§ **WORK INSTRUCTIONS**:
All lines in the data bearing the string "point" should be identified and copied.

§ **INPUT FOR THIS TASK**:

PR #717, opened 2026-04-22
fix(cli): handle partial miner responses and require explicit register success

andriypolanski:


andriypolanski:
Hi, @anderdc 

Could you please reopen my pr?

---

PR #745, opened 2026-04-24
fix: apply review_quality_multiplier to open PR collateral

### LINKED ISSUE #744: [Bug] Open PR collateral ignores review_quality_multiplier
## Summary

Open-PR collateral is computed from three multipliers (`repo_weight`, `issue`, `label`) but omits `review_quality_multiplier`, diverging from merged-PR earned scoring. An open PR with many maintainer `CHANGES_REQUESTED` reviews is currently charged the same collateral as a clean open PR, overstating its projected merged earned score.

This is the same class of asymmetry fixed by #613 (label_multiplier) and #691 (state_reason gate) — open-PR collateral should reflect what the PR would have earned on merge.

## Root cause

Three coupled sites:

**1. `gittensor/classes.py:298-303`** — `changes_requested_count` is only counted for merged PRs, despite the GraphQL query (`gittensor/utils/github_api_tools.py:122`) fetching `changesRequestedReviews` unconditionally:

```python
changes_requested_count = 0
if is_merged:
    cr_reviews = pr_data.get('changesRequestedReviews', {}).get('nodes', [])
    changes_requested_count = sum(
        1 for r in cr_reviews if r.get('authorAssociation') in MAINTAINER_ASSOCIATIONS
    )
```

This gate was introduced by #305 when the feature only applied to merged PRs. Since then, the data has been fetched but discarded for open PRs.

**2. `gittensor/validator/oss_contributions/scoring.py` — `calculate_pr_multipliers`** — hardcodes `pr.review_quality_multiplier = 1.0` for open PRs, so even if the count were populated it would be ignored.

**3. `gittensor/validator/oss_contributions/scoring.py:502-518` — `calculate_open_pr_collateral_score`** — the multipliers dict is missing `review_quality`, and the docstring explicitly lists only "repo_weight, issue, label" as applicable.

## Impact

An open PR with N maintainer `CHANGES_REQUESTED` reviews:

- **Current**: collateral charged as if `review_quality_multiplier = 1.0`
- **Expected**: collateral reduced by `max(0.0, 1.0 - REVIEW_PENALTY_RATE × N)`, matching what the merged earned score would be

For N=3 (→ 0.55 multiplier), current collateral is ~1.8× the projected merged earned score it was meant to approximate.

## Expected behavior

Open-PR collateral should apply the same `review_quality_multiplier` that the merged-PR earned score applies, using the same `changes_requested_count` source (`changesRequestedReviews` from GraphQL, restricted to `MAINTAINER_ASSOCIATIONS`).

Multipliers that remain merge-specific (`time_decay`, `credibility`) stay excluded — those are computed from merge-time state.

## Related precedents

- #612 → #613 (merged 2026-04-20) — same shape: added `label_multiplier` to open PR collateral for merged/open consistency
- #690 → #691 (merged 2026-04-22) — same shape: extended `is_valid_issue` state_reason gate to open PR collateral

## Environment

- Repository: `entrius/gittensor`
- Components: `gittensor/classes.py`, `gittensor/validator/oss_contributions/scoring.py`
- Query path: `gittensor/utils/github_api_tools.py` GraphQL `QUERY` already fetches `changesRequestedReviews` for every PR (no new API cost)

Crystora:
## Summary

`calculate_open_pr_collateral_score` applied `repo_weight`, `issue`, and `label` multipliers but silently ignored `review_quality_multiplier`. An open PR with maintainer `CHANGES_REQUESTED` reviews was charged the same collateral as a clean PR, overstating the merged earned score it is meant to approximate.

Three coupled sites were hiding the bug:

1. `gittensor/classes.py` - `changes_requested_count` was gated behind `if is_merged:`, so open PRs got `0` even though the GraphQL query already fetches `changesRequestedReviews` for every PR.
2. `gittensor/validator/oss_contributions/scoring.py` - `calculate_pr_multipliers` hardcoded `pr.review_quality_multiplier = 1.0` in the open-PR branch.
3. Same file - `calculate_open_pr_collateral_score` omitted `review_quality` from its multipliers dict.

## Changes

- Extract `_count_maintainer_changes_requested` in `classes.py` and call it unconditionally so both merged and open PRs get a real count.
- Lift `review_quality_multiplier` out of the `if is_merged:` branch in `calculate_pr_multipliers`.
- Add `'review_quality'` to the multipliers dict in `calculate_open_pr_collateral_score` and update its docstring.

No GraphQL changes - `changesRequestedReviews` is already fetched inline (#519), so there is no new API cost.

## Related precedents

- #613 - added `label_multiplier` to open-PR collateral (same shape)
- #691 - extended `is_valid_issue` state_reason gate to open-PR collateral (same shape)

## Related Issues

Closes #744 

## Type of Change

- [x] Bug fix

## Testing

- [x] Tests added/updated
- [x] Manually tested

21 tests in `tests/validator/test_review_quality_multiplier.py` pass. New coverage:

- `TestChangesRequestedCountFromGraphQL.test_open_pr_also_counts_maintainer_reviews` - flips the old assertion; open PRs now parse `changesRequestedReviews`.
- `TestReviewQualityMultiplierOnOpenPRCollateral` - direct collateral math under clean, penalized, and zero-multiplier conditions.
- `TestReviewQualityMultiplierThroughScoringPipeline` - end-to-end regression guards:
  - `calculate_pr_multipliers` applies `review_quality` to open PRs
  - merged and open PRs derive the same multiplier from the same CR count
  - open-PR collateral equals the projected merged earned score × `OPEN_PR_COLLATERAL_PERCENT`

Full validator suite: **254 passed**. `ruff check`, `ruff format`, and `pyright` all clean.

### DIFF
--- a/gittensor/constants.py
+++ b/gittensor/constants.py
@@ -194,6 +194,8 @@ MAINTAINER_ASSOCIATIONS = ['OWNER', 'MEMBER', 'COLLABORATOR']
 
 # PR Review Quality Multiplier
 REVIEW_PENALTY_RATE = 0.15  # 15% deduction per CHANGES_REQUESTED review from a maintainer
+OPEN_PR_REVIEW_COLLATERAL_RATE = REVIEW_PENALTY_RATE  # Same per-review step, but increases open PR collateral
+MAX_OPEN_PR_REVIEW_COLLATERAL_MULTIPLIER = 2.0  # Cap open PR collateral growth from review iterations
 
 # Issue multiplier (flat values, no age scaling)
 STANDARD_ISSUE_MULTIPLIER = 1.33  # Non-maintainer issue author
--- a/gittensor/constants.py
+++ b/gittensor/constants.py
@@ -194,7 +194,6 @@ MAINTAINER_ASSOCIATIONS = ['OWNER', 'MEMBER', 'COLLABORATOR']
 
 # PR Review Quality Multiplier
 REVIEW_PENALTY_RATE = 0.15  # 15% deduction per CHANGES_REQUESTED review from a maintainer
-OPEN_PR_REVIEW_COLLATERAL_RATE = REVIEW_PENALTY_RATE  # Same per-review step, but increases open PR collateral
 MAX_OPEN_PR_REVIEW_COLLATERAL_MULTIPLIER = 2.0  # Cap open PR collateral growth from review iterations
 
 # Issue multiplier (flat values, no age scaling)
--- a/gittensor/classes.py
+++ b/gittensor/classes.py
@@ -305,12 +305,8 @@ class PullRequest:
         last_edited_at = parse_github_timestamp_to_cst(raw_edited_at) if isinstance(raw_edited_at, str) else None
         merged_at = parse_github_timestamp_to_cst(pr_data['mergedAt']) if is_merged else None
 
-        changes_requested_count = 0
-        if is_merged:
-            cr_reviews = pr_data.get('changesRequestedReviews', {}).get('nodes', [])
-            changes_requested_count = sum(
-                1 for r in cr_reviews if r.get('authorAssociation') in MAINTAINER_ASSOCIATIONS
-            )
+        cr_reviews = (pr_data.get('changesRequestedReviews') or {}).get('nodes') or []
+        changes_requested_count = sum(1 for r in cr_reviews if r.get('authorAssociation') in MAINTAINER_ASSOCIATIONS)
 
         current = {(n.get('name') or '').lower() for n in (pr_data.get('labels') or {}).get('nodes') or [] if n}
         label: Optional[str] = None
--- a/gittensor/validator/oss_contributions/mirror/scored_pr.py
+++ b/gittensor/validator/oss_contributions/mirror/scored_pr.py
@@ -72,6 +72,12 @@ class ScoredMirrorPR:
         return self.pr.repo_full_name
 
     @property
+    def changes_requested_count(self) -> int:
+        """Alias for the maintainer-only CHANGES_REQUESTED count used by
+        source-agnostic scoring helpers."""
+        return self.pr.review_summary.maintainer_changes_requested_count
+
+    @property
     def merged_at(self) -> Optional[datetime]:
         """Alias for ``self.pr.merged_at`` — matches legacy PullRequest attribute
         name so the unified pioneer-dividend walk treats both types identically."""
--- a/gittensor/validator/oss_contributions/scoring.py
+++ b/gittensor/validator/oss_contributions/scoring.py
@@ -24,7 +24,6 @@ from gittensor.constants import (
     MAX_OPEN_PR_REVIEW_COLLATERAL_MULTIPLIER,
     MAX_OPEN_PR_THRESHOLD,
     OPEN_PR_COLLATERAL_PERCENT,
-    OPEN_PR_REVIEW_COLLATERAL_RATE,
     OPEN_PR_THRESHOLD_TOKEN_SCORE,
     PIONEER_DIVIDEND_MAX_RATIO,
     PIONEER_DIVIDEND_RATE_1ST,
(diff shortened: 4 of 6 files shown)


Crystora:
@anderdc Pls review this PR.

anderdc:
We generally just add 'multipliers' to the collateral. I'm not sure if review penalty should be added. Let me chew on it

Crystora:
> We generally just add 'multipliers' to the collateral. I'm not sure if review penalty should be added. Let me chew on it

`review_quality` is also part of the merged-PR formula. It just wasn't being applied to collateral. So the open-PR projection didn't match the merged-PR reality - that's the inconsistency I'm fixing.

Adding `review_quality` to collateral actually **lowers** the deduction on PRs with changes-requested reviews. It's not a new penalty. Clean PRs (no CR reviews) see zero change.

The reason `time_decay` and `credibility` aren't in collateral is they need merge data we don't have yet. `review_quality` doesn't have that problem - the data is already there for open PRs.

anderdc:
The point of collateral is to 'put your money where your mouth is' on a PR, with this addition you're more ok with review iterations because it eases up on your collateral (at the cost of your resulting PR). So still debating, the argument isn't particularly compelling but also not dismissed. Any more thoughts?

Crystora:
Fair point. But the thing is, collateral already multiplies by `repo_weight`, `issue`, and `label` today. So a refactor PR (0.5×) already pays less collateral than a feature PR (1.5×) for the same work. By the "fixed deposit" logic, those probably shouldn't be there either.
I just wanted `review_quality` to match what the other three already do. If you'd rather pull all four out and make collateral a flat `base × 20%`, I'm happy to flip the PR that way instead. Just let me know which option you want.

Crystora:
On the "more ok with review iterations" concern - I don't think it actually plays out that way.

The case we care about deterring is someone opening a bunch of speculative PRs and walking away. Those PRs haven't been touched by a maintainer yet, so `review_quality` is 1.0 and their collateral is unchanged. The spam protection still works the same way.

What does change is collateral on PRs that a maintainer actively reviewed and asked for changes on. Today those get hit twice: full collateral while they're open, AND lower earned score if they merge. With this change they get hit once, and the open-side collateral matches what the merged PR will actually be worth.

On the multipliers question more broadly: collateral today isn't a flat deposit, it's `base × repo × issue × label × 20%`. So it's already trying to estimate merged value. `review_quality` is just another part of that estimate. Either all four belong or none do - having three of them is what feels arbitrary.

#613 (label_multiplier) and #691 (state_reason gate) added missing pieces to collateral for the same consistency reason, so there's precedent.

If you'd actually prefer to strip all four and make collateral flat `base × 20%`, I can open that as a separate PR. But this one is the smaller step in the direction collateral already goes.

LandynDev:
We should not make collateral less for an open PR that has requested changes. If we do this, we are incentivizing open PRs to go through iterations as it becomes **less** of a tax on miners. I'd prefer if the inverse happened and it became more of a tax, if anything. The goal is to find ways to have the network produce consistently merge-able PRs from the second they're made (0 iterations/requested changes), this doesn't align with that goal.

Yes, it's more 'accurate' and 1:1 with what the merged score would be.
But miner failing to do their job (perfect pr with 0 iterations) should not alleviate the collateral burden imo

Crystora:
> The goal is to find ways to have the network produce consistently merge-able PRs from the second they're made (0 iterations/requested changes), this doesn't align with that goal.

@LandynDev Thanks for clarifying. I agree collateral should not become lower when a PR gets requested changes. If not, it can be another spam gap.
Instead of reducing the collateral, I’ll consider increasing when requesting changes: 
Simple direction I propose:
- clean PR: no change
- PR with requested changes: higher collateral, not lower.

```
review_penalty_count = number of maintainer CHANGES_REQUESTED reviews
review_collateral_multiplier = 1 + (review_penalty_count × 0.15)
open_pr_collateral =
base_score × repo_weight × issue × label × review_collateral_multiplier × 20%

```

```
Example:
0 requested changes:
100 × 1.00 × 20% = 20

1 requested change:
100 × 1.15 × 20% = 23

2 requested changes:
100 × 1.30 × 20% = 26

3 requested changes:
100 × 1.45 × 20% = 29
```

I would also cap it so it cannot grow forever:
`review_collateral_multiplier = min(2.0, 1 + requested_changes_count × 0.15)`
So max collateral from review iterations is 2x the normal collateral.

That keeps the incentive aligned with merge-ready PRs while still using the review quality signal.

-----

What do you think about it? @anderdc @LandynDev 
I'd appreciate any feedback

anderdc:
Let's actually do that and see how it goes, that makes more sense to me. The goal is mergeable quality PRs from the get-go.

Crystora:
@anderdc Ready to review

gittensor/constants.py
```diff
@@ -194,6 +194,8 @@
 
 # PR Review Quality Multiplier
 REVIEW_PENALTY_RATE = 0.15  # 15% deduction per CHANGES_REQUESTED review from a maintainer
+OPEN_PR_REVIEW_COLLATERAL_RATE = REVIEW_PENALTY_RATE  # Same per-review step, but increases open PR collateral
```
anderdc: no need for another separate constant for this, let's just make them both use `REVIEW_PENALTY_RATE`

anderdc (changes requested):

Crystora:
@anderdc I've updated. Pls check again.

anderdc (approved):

§ **OUTPUT FOR THIS TASK**:
The point of collateral is to 'put your money where your mouth is' on a PR, with this addition you're more ok with review iterations because it eases up on your collateral (at the cost of your resulting PR). So still debating, the argument isn't particularly compelling but also not dismissed. Any more thoughts?
Fair point. But the thing is, collateral already multiplies by `repo_weight`, `issue`, and `label` today. So a refactor PR (0.5×) already pays less collateral than a feature PR (1.5×) for the same work. By the "fixed deposit" logic, those probably shouldn't be there either.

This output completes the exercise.